==== RECORDS FOR THIS EXERCISE

Issue #11, opened 2026-06-05
[DESIGN] Wire protocol and client API


ELares:
This issue specifies the client-facing wire protocol and client API for IronBus: how producers and consumers talk to the broker over a TCP (optionally TLS) connection. The protocol must be trivial to implement and debug like the NATS text protocol, yet carry the length-prefixed binary framing, capability negotiation, and explicit credit frames that an edge message queue needs to stay cheap on the wire and forward-compatible over time. It defines the verb set (PUB, SUB, ACK/NACK, INFO, CONNECT, PING/PONG, FLOW), the connection lifecycle and auth handshake hook, and how frames map onto persisted records. This is a design document to be vetted before any code is written.

## Why this matters for IronBus

The protocol is where four of the five tenets meet on the wire. **Simple**: a client should be implementable in an afternoon and debuggable with a hex dump, the way NATS Core is debuggable with `netcat` because PUB carries an explicit byte count (`PUB <subject> <#bytes>\r\n<payload>\r\n`). **Edge First**: links are metered cellular or lossy Wi-Fi, so per-message overhead, round-trips, and reconnect cost dominate; MQTT's fixed header is as small as 2 bytes precisely for this reason, and one long-lived connection per client avoids per-message setup. **HyperScale**: the broker fans one logical topic out to many consumers, so framing must support zero-copy slicing into the storage path rather than re-encoding. **Cross Platform**: a binary, self-describing frame with explicit lengths parses identically on a 32-bit ARM edge box and an x86 dev laptop with no endianness or alignment surprises. The protocol is also the surface where #10 (credit frames), #18 (the auth handshake), and #9 (ack vocabulary) become concrete.

## Prior art

**NATS Core** uses a tiny line-oriented text protocol over TCP terminated by CRLF: `INFO`/`CONNECT` handshake, `PUB`/`HPUB`, `SUB`/`UNSUB`, `MSG`/`HMSG`, `PING`/`PONG`, `+OK`/`-ERR`. Every payload-bearing verb carries an explicit byte length so the parser never scans for a delimiter inside the body. The server advertises `max_payload`, `headers`, and `jetstream` flags in `INFO`; the client replies in `CONNECT` with `verbose`, `pedantic`, `headers`, `lang`, `version`, and auth fields. `+OK` is sent only in verbose mode to keep the wire quiet. Header frames (`HPUB`/`HMSG`) add a `NATS/1.0` block of `name: value` lines with separate header-bytes and total-bytes counts.

[...]

PR #169, opened 2026-06-06
feat(proto): wire frame envelope (length-prefixed, type-tagged)

ELares:
## What

Starts the wire protocol (#11) with the **frame envelope** every protocol message rides in. Layout: `[ len: u32 LE ][ type: u8 ][ body: len-1 bytes ]`, where `len` counts the type byte plus the body.

## Why this shape

- **Length-prefixed** so framing is independent of the per-type body codecs (later work), and a reader knows a frame's full size up front (zero-copy slicing into the storage path).
- **Cap-before-allocate**: the length is validated against `MAX_FRAME_LEN` (16 MiB + 64 KiB, sized for a max record plus protocol overhead) on the 4-byte prefix alone, so a hostile/corrupt prefix can't force a large read or reservation (the same discipline as the record codec).
- **Forward-compatible**: an unknown type tag still decodes at the envelope level (the length lets a reader skip a frame it doesn't understand), so new verbs don't break old readers.

## API

- `FrameType` — the verb set (`Connect`, `Info`, `Ping`/`Pong`, `Pub`, `Sub`/`Unsub`, `Ack`/`Nack`, `Flow`, `Ok`/`Err`) with a stable one-byte tag (`as_u8`/`from_u8`); `#[non_exhaustive]` for future verbs.
- `encode_frame(type, body, out)` — appends a frame; errors on an oversized body, writing nothing.
- `decode_frame(input) -> FrameDecode` — a **streaming** parser returning `Frame { type_tag, body, consumed }` or `Incomplete { needed }` (the minimum input length to make progress), so a connection frames a byte stream without over-reading. Errors only on a zero or over-cap length prefix.

## Tests

Tag bijection, body and empty-body round-trips, partial-stream `Incomplete` with the exact needed length, consecutive frames from one buffer, zero/oversize rejection (and that nothing is written on a rejected encode). Proptests: **any frame round-trips**, **any strict prefix is `Incomplete`** (never a wrong frame or an error), and an **unknown type tag still frames** its body and length.

## Gate

`fmt --check`, `clippy --workspace --all-targets -D warnings` (pedantic), `cargo test --workspace`, `cargo-deny`, SPDX, `ironbus-core` IO-free lint pass locally. Adds `proptest` as a proto dev-dependency (already in the lockfile). CHANGELOG updated. DCO signed.

## Scope

First PR of the wire protocol; `refs #11`. The per-type body codecs (the PUB subject + byte count, SUB group, CONNECT capability negotiation, FLOW credit, etc.), the connection lifecycle, and the auth handshake hook are follow-ups that fill in the bodies this envelope carries.

refs #11


ELares:

An independent review hammered the streaming parser against hostile network input. **No blockers, no majors.** It verified (not assumed): no reachable panic / out-of-bounds (the two slice ops are reached only after `input.len() >= needed`, with `frame_len >= 1` so the body range `[5..5]` is empty-valid), no DoS allocation (`decode_frame` borrows; the cap check precedes all size-proportional work; `needed` can't overflow `usize` on 32-bit), no desync (`consumed == LEN_PREFIX + frame_len` exactly; advancing lands on the next frame), `Incomplete` always has `needed > input.len()` (no caller infinite-loop), little-endian portability, and forward-compatible unknown tags. Three cheap hardening items addressed in `b60f19c`:

- **M1 — wire tags now pinned exactly.** The bijection test only proved uniqueness + round-trip, so a future reorder could silently shift `Pub` from 5 to 6 and still pass. Added an explicit value assertion per variant, so a reorder breaks a test, not a deployed protocol (the tags are a frozen wire contract).
- **N1 — `decode_frame_with_cap(input, max_len)`** added: the receiving side can reject a frame above a **per-connection negotiated maximum** (the `Connect`/`Info` capability handshake will set it). The effective cap is `min(max_len, MAX_FRAME_LEN)`, so a caller can only tighten the absolute cap, never raise it; `decode_frame` delegates with the absolute cap.
- **N2 — success-boundary regression tests**: a frame at exactly `MAX_FRAME_LEN` decodes, trailing bytes after a frame are not consumed (`consumed` is exactly one frame), and a tighter negotiated cap rejects a frame the absolute decoder accepts.

**M2 (note for the connection PR):** a `decode_frame` `Err` (zero or over-cap length) is unrecoverable for a length-prefixed stream, so the connection layer must treat it as "close the connection," not "skip and retry" — there is no resync point. Carried to the server/client PR.

Frame module now 15 tests (3 proptests). Local gate: `fmt --check`, `clippy --workspace --all-targets -D warnings` (pedantic), `cargo test --workspace`, `cargo-deny`, SPDX, `ironbus-core` IO-free lint all pass.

========

TASK PROMPT
What you return must match the records above exactly.

EXERCISE RESPONSE
Issue #11, opened 2026-06-05
[DESIGN] Wire protocol and client API


ELares:
This issue specifies the client-facing wire protocol and client API for IronBus: how producers and consumers talk to the broker over a TCP (optionally TLS) connection. The protocol must be trivial to implement and debug like the NATS text protocol, yet carry the length-prefixed binary framing, capability negotiation, and explicit credit frames that an edge message queue needs to stay cheap on the wire and forward-compatible over time. It defines the verb set (PUB, SUB, ACK/NACK, INFO, CONNECT, PING/PONG, FLOW), the connection lifecycle and auth handshake hook, and how frames map onto persisted records. This is a design document to be vetted before any code is written.

## Why this matters for IronBus

The protocol is where four of the five tenets meet on the wire. **Simple**: a client should be implementable in an afternoon and debuggable with a hex dump, the way NATS Core is debuggable with `netcat` because PUB carries an explicit byte count (`PUB <subject> <#bytes>\r\n<payload>\r\n`). **Edge First**: links are metered cellular or lossy Wi-Fi, so per-message overhead, round-trips, and reconnect cost dominate; MQTT's fixed header is as small as 2 bytes precisely for this reason, and one long-lived connection per client avoids per-message setup. **HyperScale**: the broker fans one logical topic out to many consumers, so framing must support zero-copy slicing into the storage path rather than re-encoding. **Cross Platform**: a binary, self-describing frame with explicit lengths parses identically on a 32-bit ARM edge box and an x86 dev laptop with no endianness or alignment surprises. The protocol is also the surface where #10 (credit frames), #18 (the auth handshake), and #9 (ack vocabulary) become concrete.

## Prior art

**NATS Core** uses a tiny line-oriented text protocol over TCP terminated by CRLF: `INFO`/`CONNECT` handshake, `PUB`/`HPUB`, `SUB`/`UNSUB`, `MSG`/`HMSG`, `PING`/`PONG`, `+OK`/`-ERR`. Every payload-bearing verb carries an explicit byte length so the parser never scans for a delimiter inside the body. The server advertises `max_payload`, `headers`, and `jetstream` flags in `INFO`; the client replies in `CONNECT` with `verbose`, `pedantic`, `headers`, `lang`, `version`, and auth fields. `+OK` is sent only in verbose mode to keep the wire quiet. Header frames (`HPUB`/`HMSG`) add a `NATS/1.0` block of `name: value` lines with separate header-bytes and total-bytes counts.

[...]

PR #169, opened 2026-06-06
feat(proto): wire frame envelope (length-prefixed, type-tagged)

ELares:
## What

Starts the wire protocol (#11) with the **frame envelope** every protocol message rides in. Layout: `[ len: u32 LE ][ type: u8 ][ body: len-1 bytes ]`, where `len` counts the type byte plus the body.

## Why this shape

- **Length-prefixed** so framing is independent of the per-type body codecs (later work), and a reader knows a frame's full size up front (zero-copy slicing into the storage path).
- **Cap-before-allocate**: the length is validated against `MAX_FRAME_LEN` (16 MiB + 64 KiB, sized for a max record plus protocol overhead) on the 4-byte prefix alone, so a hostile/corrupt prefix can't force a large read or reservation (the same discipline as the record codec).
- **Forward-compatible**: an unknown type tag still decodes at the envelope level (the length lets a reader skip a frame it doesn't understand), so new verbs don't break old readers.

## API

- `FrameType` — the verb set (`Connect`, `Info`, `Ping`/`Pong`, `Pub`, `Sub`/`Unsub`, `Ack`/`Nack`, `Flow`, `Ok`/`Err`) with a stable one-byte tag (`as_u8`/`from_u8`); `#[non_exhaustive]` for future verbs.
- `encode_frame(type, body, out)` — appends a frame; errors on an oversized body, writing nothing.
- `decode_frame(input) -> FrameDecode` — a **streaming** parser returning `Frame { type_tag, body, consumed }` or `Incomplete { needed }` (the minimum input length to make progress), so a connection frames a byte stream without over-reading. Errors only on a zero or over-cap length prefix.

## Tests

Tag bijection, body and empty-body round-trips, partial-stream `Incomplete` with the exact needed length, consecutive frames from one buffer, zero/oversize rejection (and that nothing is written on a rejected encode). Proptests: **any frame round-trips**, **any strict prefix is `Incomplete`** (never a wrong frame or an error), and an **unknown type tag still frames** its body and length.

## Gate

`fmt --check`, `clippy --workspace --all-targets -D warnings` (pedantic), `cargo test --workspace`, `cargo-deny`, SPDX, `ironbus-core` IO-free lint pass locally. Adds `proptest` as a proto dev-dependency (already in the lockfile). CHANGELOG updated. DCO signed.

## Scope

First PR of the wire protocol; `refs #11`. The per-type body codecs (the PUB subject + byte count, SUB group, CONNECT capability negotiation, FLOW credit, etc.), the connection lifecycle, and the auth handshake hook are follow-ups that fill in the bodies this envelope carries.

refs #11


ELares:

An independent review hammered the streaming parser against hostile network input. **No blockers, no majors.** It verified (not assumed): no reachable panic / out-of-bounds (the two slice ops are reached only after `input.len() >= needed`, with `frame_len >= 1` so the body range `[5..5]` is empty-valid), no DoS allocation (`decode_frame` borrows; the cap check precedes all size-proportional work; `needed` can't overflow `usize` on 32-bit), no desync (`consumed == LEN_PREFIX + frame_len` exactly; advancing lands on the next frame), `Incomplete` always has `needed > input.len()` (no caller infinite-loop), little-endian portability, and forward-compatible unknown tags. Three cheap hardening items addressed in `b60f19c`:

- **M1 — wire tags now pinned exactly.** The bijection test only proved uniqueness + round-trip, so a future reorder could silently shift `Pub` from 5 to 6 and still pass. Added an explicit value assertion per variant, so a reorder breaks a test, not a deployed protocol (the tags are a frozen wire contract).
- **N1 — `decode_frame_with_cap(input, max_len)`** added: the receiving side can reject a frame above a **per-connection negotiated maximum** (the `Connect`/`Info` capability handshake will set it). The effective cap is `min(max_len, MAX_FRAME_LEN)`, so a caller can only tighten the absolute cap, never raise it; `decode_frame` delegates with the absolute cap.
- **N2 — success-boundary regression tests**: a frame at exactly `MAX_FRAME_LEN` decodes, trailing bytes after a frame are not consumed (`consumed` is exactly one frame), and a tighter negotiated cap rejects a frame the absolute decoder accepts.

**M2 (note for the connection PR):** a `decode_frame` `Err` (zero or over-cap length) is unrecoverable for a length-prefixed stream, so the connection layer must treat it as "close the connection," not "skip and retry" — there is no resync point. Carried to the server/client PR.

Frame module now 15 tests (3 proptests). Local gate: `fmt --check`, `clippy --workspace --all-targets -D warnings` (pedantic), `cargo test --workspace`, `cargo-deny`, SPDX, `ironbus-core` IO-free lint all pass.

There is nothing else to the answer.